Drawers for my benches are on my project list of items to do before I start tackling my display cases.

I want to create 2 types of drawers - 1 type I think I have a handle on which are sliding drawers on wheels which go underneath my work benches - I think these are fairly easy, no? Basically an open box on wheels LOL.

The more difficult ones however are a choice of 2 types - either sliding drawers - which I have no idea how to measure and install the slides - I know kreg has a drawer jig I could buy for like $60.00 which help level and align the drawers, but that is way out of my budget at the moment.

The other type of drawer I'm considering is a drop down type of drawer/shelf which I think maybe easier and more inline with my current skill level - here's a pic of what I mean:










This doesn't look too complicated.

I'll be using on hand ply wood - probably 3/8" or 1/2" - I think the 1/4" is too thin, correct?

Anyway thanks as always in advance for any and all advice.


----------



## GeorgeC (Jul 30, 2008)

Making "slide out" drawers is a very simple. You do not need any expensive jigs.

I see you have 90 posts on this forum. There have been many threads on making drawers and the method of sliding them in and out. 

Sliding drawers range from just a drawer sitting on the wood underneath to using store bought slides. Cost of slides is as little as $7.00 up. 

What specifically is it that you do not understand.

George


----------



## Steve Neul (Sep 2, 2011)

I don't believe I would make the boxes hung on chains. Eventually you will slip or get in a hurry and open one of them too fast and the tools would bounce out. Anyway that should be simple enough to make a box and hinge them with piano hinges. 

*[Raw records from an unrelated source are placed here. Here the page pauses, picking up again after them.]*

PR #454, opened 2026-07-31
fix(blog): remove stale thumbnails and fix Strapi sync clearing

Anca2022:
## Summary
- Add in new default developer blog thumbnail
- Removed 81 outdated blog thumbnail images and their `thumbnailImage`/`thumbnailImageAlt` frontmatter fields from all 114 foundation-blog-posts 
(they had the wrong aspect ratio for the redesigned card layout and will be replaced later.)
- Fixed the MDX→Strapi sync (`sync:mdx`) so a cleared `thumbnailImage` actually clears `thumbnailMedia` in Strapi (was previously left stale). 
`featureMedia` keeps its omit-when-absent behavior since it's a required field in Strapi.
- Restored `thumbnailImage` as the primary source in `getBlogThumbnail`, now safe since the mismatched thumbnails are gone; posts fall back to `featureImage` until new thumbnails are added.

## Related Issue
Fixes INTORG-886
Fixes INTORG-986

## Checks

- [x] `pnpm run format`
- [x] `pnpm run lint`

## PR Checklist

- [x] Linked issue included


cms/scripts/sync-mdx/mdxTransformer.ts
```diff
@@ -981,7 +981,7 @@ export async function buildBlogPayload(
       featured: parsed.featured ?? false,
       ...(featureMedia ? { featureMedia } : {}),
       featureImageMobile,
-      ...(thumbnailMedia ? { thumbnailMedia } : {}),
+      thumbnailMedia,
```
Infi-Knight, line 986: Worth a comment here. `featureMedia` two lines up is conditional and this one isn't, and the reason (featureMedia is `required: true` in the schema so Strapi rejects null, thumbnailMedia is optional so null is what clears it) currently only lives in the test names.

Infi-Knight (commented):
One thing to fix before this merges: `BlogCard.astro:94` still reads alt text from a single field.

```astro
alt={blogData.thumbnailImageAlt ?? ''}
```

`getBlogThumbnail` falls back thumbnailImage -> featureImage -> tech fallback, but the alt doesn't follow. Since this PR strips every `thumbnailImageAlt` from frontmatter, every card on the listing, featured strip and related-articles rail now renders `alt=""`, while 98 posts still carry a non-empty `featureImageAlt` that goes unused. A `getBlogThumbnailAlt` next to `getBlogThumbnail` with the same precedence would keep the two in step once new thumbnails land.

The rest holds up: the frontmatter edits are clean (195 removed lines, all thumbnail fields, zero additions), every post left without a `featureImage` is `legacy: true` so nothing loses its card image, and nothing in the repo still points at the 83 deleted assets.

Infi-Knight (approved):

cms/scripts/sync-mdx/mdxTransformer.ts
Infi-Knight, line 986: The reason this one is nulled while `featureMedia` two lines up is omitted only lives in a test title. Two lines of comment here would stop someone "fixing" the inconsistency in six months: `thumbnailMedia` is optional in the schema so `null` clears it, `featureMedia` is `required: true` so `null` gets rejected.

src/utils/main/blog.ts
```diff
@@ -12,7 +12,7 @@ export const FEATURED_POST_LIMIT = 3
  * the tech and foundation blogs merge (INTORG-691). Swap this path if comms
  * provides a dedicated asset.
  */
-export const TECH_BLOG_FALLBACK_THUMBNAIL = '/img/og-developers.png'
+export const TECH_BLOG_FALLBACK_THUMBNAIL = '/img/tech-thumbnail.svg'
```
Infi-Knight, line 11: The comment above still says "the current Engineering blog image" and "Swap this path if comms provides a dedicated asset". Comms has now provided one, so this needs a refresh.

cms/types/generated/contentTypes.d.ts
```diff
@@ -1078,8 +1078,7 @@ export interface ApiHackathonPageHackathonPage
         'blocks.split-layout',
         'blocks.profile-grid',
         'blocks.title-card-grid',
-        'blocks.carousel',
-        'blocks.footer-notes'
+        'blocks.carousel'
```
Infi-Knight, line 1081: Unrelated to this PR and it looks alarming, so flagging that I chased it and it's fine. `blocks.footer-notes` doesn't exist anywhere at this head: no `footer-notes.json` in `cms/src/components/blocks`, and `hackathon-page/schema.json` doesn't list it. Staging's committed types are the stale ones and this is a correct regeneration (the same drift shows up in my own working tree).

Worth a note in the description so the next reviewer doesn't burn time on it. Separately, someone should regenerate on staging so this stops riding along on unrelated PRs.

cms/scripts/sync-mdx/mdxTransformer.test.ts
```diff
@@ -2839,7 +2839,7 @@ describe('buildBlogPayload', () => {
         updatedAltIds
       )
 
-      expect(payload).not.toHaveProperty('thumbnailMedia')
+      expect((payload as Record<string, unknown>).thumbnailMedia).toBeNull()
```
Infi-Knight, line 2843: The cast steps around the `| Error` narrowing, so if `buildBlogPayload` ever returned an Error this reads `undefined` and fails with a confusing message. An `expect(payload).not.toBeInstanceOf(Error)` first would make the failure legible.

Infi-Knight (commented):
Reviewed at the PR head in a worktree. The cms suite and the Astro blog tests pass locally, CI agrees.

I checked the deletion sweep carefully since 82 files is a lot to eyeball. Nothing in the repo still references a removed asset, the optimized-image manifests aren't git tracked so there's nothing stale to regenerate, and the frontmatter diffs are clean (just the two lines, no collateral). Coverage works out too: 108 posts have a `featureImage`, 35 are `legacy` with none, which is all 143. Nothing falls through to `null` and renders imageless.

The sync fix is right, and I confirmed the asymmetry is deliberate rather than accidental: `featureMedia` is `required: true` in the foundation-blog-post schema and `thumbnailMedia` isn't, so nulling the first would fail validation. Round trip is safe as well, `blogLifecycle` omits `thumbnailImage` when `thumbnailMedia` is null, so a Strapi save won't put the field back.

Two things before merge.

`BlogCard.astro:94` is `alt={blogData.thumbnailImageAlt ?? ''}`. Every post just lost that field, so it evaluates to `''` for all 143 cards while the src is now `featureImage`, which has a perfectly good `featureImageAlt` going unused. Not a regression (staging already paired `featureImage` with `thumbnailImageAlt`) and an empty alt next to a linked title is defensible, but the expression is dead now and nobody can tell whether that's deliberate. Either hardcode `alt=""` with a comment saying the linked title carries the meaning, or have `getBlogThumbnail` return `{ src, alt }` so the alt follows whichever source won. I'd take the first, given the 35 legacy posts all render the same default SVG.

Second, worth a line in the description: once this lands and `sync:mdx` runs, a thumbnail set through the Strapi admin gets wiped on the next sync. That matches "Astro is the source of truth", but whoever adds the replacement thumbnails needs to know they go in MDX frontmatter, not the admin UI.

Minor stuff: `public/img/foundation-blog/testnet-wallet-thumbnail.svg` survived the sweep and is now referenced by nothing, worth deleting with the rest. The new default is 1200x630 against cards at `aspect-2/1` and `aspect-240/140`, so `object-cover` will crop it. Probably fine, but 35 posts share that one image, so give it a look on the deploy preview at both card sizes. The file itself is clean: minified, 17.9 KB, no C2PA metadata.

Commit messages don't follow Conventional Commits and carry a couple of typos ("[rimary srouce", "feeatureMedia"). Moot if you squash on the PR title, which is fine as-is.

For a drawer you just need to create a faceframe or at least put solid dividers under the table to mount the drawer slides on. Be sure the space between the dividers is consistent from front to back and square with the front. Then it's just a matter of making a box 1" smaller than the opening. Drawer slides such as KV1300 slide very easy and are less fussy with critical dimensions however about 3" of the back of the drawer stays in the table when fully open. Another option would be full extension drawer slides. They don't slide as easily but the full draw comes out of the table.


----------



## Ghidrah (Mar 2, 2010)

What Steve Neul said, the drop downs are an accident waiting to happen. Sliding drawers aren't difficult with a little forethought.


----------



## sanchez (Feb 18, 2010)

Very true. Drawers can be pretty easy.

I made my first eight drawers for a workbench. I used a circular saw, straight edge, and a router with 1/4"/straight bit. 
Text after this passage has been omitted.